The following permissions are now available in read-only mode for Databases:
-
logs:GetLogEvents -
logs:DescribeLogGroups
The following permission is now available in read/write mode for Databases:
logs:PutRetentionPolicy.
2 April 2025
The following permission is now available in read-only mode for Databases: ssm:DescribeInstanceInformation.
30 March 2025
GenAI workload permissions update
The following permissions are now available in read/write mode for GenAI:
-
bedrock:PutModelInvocationLoggingConfiguration -
iam:AttachRolePolicy -
iam:PassRole -
iam:createPolicy -
bedrock:ListInferenceProfiles
The following permission has been removed from read/write mode for GenAI: Bedrock:GetFoundationModel.
iam:SimulatePrincipalPolicy permission update
The iam:SimulatePrincipalPolicy permission is part of all workload permission policies if you enable the automatic permissions check when adding additional AWS account credentials or adding a new workload capability from the workload factory console.

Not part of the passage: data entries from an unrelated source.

Issue #138, opened 2017-04-26
Make Clipper compatible with Python 3


lucasmoura:
While running the tutorials, I realized that Clipper is not supporting Python 3. It will be necessary to update the python files to add support to Python 3 while also maintaining support for Python 2.

It will also be necessary to check the dependencies of the project. For example, [fabric](https://github.com/fabric/fabric) is only available for Python 2.

lucasmoura:
I will be working on that issue and I will report any problems that I can find

dcrankshaw:
This is still a relevant issue. As we refactor the Clipper admin to make it more modular and add support for Kubernetes, we will remove the dependency on fabric which is not Python 3 compatible.

simon-mo:
Hi @jwirjo 

The latest development is just to add version specification in package dependency for pip packaging in pull request #311. You just need to add these files to your branch: https://github.com/ucbrise/clipper/pull/311/files

Here’s few things I researched that might be helpful:
* A great resource:
    * Instagram’s 2to3 lessons: https://youtu.be/66XoCk79kjM?t=1487
    * Use ensure_byte(), ensure_string(), etc, abstraction. 
* Don’t forget to update integration tests for python2 and make separate (maybe?) case for python3. https://github.com/ucbrise/clipper/tree/develop/integration-tests
* The byte string conversion commonly appears in:
    * RPC.py
    * Python Model Deployer:
        * In clipper_admin/clipper_admin/deployers/python.py, add sys.version specification.

jwirjo:
1.) Make clipper_admin Python 3 compatible.
2.) Make rpc.py Python 3 compatible. 
3.) Make Python 3 version of Python Closure Dockerfile & RPC Dockerfile. (make sure all dependencies are python3 compatible)
4.) Modify integration tests: clipper_admin_tests.py

simon-mo:
Just reminded me:
- yapf python formatter and linter expect different syntax behavior for different python version. (Something I struggled a lot in PR #356) If we are doing this, we should all format the code using same python version (since bin/format_code.sh) use the python that’s in your PATH.

dcrankshaw:
@jwirjo you may find this guide on creating packages for PyPy helpful when converting the Python package to be both 2 and 3 compatible:

https://hynek.me/articles/sharing-your-labor-of-love-pypi-quick-and-dirty/

dcrankshaw:
[...]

The permission simulates workload operations and checks if you have the required AWS account permissions before deploying resources from workload factory. Enabling this check reduces the time and effort that you might need to clean up resources from failed operations and to add in missing permissions.
2 March 2025
The following permission is now available in read/write mode for GenAI: bedrock:GetFoundationModel.
3 February 2025
The following permission is now available in read-only mode for Databases: iam:SimulatePrincipalPolicy.